━━━ DATASET EXTRACT ━━━
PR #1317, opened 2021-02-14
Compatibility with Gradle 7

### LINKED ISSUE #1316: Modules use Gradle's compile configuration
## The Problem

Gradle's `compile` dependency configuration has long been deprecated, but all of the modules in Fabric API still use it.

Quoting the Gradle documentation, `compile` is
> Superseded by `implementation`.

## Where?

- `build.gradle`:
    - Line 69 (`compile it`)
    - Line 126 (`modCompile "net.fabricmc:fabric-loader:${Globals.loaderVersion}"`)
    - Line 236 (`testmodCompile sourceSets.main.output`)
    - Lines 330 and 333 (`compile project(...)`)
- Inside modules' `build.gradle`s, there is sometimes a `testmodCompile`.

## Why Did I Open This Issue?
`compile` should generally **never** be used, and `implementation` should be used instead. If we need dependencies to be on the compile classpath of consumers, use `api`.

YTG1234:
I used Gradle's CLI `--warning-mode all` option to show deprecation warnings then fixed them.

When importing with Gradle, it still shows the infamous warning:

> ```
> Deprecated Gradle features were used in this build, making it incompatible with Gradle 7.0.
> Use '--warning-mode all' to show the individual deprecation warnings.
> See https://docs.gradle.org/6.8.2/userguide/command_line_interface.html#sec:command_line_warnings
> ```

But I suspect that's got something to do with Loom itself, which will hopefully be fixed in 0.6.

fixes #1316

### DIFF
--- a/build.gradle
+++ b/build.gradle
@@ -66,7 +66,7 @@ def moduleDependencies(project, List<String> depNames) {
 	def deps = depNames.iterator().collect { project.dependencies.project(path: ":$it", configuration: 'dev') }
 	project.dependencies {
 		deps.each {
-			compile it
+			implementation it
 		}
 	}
━━━
» EXERCISE OBJECTIVE:
Now write the data shown above out again, word for word.

» ANSWER SECTION:
PR #1317, opened 2021-02-14
Compatibility with Gradle 7

### LINKED ISSUE #1316: Modules use Gradle's compile configuration
## The Problem

Gradle's `compile` dependency configuration has long been deprecated, but all of the modules in Fabric API still use it.

Quoting the Gradle documentation, `compile` is
> Superseded by `implementation`.

## Where?

- `build.gradle`:
    - Line 69 (`compile it`)
    - Line 126 (`modCompile "net.fabricmc:fabric-loader:${Globals.loaderVersion}"`)
    - Line 236 (`testmodCompile sourceSets.main.output`)
    - Lines 330 and 333 (`compile project(...)`)
- Inside modules' `build.gradle`s, there is sometimes a `testmodCompile`.

## Why Did I Open This Issue?
`compile` should generally **never** be used, and `implementation` should be used instead. If we need dependencies to be on the compile classpath of consumers, use `api`.

YTG1234:
I used Gradle's CLI `--warning-mode all` option to show deprecation warnings then fixed them.

When importing with Gradle, it still shows the infamous warning:

> ```
> Deprecated Gradle features were used in this build, making it incompatible with Gradle 7.0.
> Use '--warning-mode all' to show the individual deprecation warnings.
> See https://docs.gradle.org/6.8.2/userguide/command_line_interface.html#sec:command_line_warnings
> ```

But I suspect that's got something to do with Loom itself, which will hopefully be fixed in 0.6.

fixes #1316

### DIFF
--- a/build.gradle
+++ b/build.gradle
@@ -66,7 +66,7 @@ def moduleDependencies(project, List<String> depNames) {
 	def deps = depNames.iterator().collect { project.dependencies.project(path: ":$it", configuration: 'dev') }
 	project.dependencies {
 		deps.each {
-			compile it
+			implementation it
 		}
 	}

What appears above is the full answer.